Your instructions:
How many lines in the entries below include the word "added"? Respond with the number only.
*** Information provided Section Begins ***
PR #574, opened 2025-04-03
Compatible Record In Union Lookup Should Use Unqualified Name

pamitm:
The avro 1.8 and before spec says that two records match if their names are the same. However, more recent versions like 1.11 clarify that this matching should be done based on the unqualified name. The unit test added here and our experience with 1.8 at Uber suggest that all Avro versions except 1.5-1.7 use the unqualified name for the actual resolution. Thus, the behavior of the current compatible schema in union finder deviates from the standard avro impl and this change brings the two back in sync.

### DIFF
--- a/fastserde/avro-fastserde/src/main/java/com/linkedin/avro/fastserde/FastDeserializerGenerator.java
+++ b/fastserde/avro-fastserde/src/main/java/com/linkedin/avro/fastserde/FastDeserializerGenerator.java
@@ -663,10 +663,7 @@ public class FastDeserializerGenerator<T, U extends GenericData> extends FastDes
             Schema potentialReaderSchema = unionReaderSchema.getTypes().get(j);
             // Avro allows unnamed types to appear only once in a union, but named types may appear multiple times and
             // thus need to be disambiguated via their full-name (including aliases).
-            if (potentialReaderSchema.getType().equals(optionSchema.getType()) &&
-                (!schemaAssistant.isNamedType(potentialReaderSchema) ||
-                    AvroCompatibilityHelper.getSchemaFullName(potentialReaderSchema).equals(AvroCompatibilityHelper.getSchemaFullName(optionSchema)) ||
-                    potentialReaderSchema.getAliases().contains(AvroCompatibilityHelper.getSchemaFullName(optionSchema)))) {
+            if (schemaAssistant.areTypesCompatible(potentialReaderSchema, optionSchema)) {
               readerOptionSchema = potentialReaderSchema;
               readerOptionUnionBranchIndex = j;
               break;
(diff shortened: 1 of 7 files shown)


pamitm:
I have no idea how the error even happened but just rebasing and pushing seems to have fixed it.

pamitm:
@gaojieliu could you take another look at this? Thanks!

gaojieliu:
@pamitm 
Sorry for the late review.
Can you also checkin the generated classes otherwise, the release will be blocked?

pamitm:
@gaojieliu added. Thanks!

pamitm:
I think we have a flaky test on our hands here. It's failed again for no understandable reason. I'm going to comment it out if that's ok @gaojieliu

pamitm:
Another PR also had the same failure https://github.com/linkedin/avro-util/actions/runs/15353472419/job/43207087020

gaojieliu:
@pamitm 
So this test flakiness happens even without your recent code changes, right?

pamitm:
I think so but it's hard to confirm since I've been unable to reproduce the issue locally and all the old failing job logs have expired. I don't see how it could be connected to any of the changes I've made.

gaojieliu:
@pamitm 
Another PR fixed the test flakiness:
https://github.com/linkedin/avro-util/pull/584
So can you rebase and update the PR?

pamitm:
@gaojieliu Thanks! Rebased. Please take another look.

gaojieliu:
@pamitm 
The latest release is out:
https://linkedin.jfrog.io/ui/native/avro-util/com/linkedin/avroutil1/avro-fastserde/0.4.32/

fastserde/avro-fastserde/src/main/java/com/linkedin/avro/fastserde/FastDeserializerGenerator.java
```diff
@@ -663,10 +663,7 @@ private void processUnion(JVar unionSchemaVar, final String name, final Schema u
             Schema potentialReaderSchema = unionReaderSchema.getTypes().get(j);
             // Avro allows unnamed types to appear only once in a union, but named types may appear multiple times and
             // thus need to be disambiguated via their full-name (including aliases).
-            if (potentialReaderSchema.getType().equals(optionSchema.getType()) &&
-                (!schemaAssistant.isNamedType(potentialReaderSchema) ||
-                    AvroCompatibilityHelper.getSchemaFullName(potentialReaderSchema).equals(AvroCompatibilityHelper.getSchemaFullName(optionSchema)) ||
-                    potentialReaderSchema.getAliases().contains(AvroCompatibilityHelper.getSchemaFullName(optionSchema)))) {
+            if (schemaAssistant.areTypesCompatible(potentialReaderSchema, optionSchema)) {
```
maciejkowalczyk, line 666: Hi @pamitm!
I've noticed that arguments are swapped in this line.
*** Information provided Section Ends ***
Task result:
2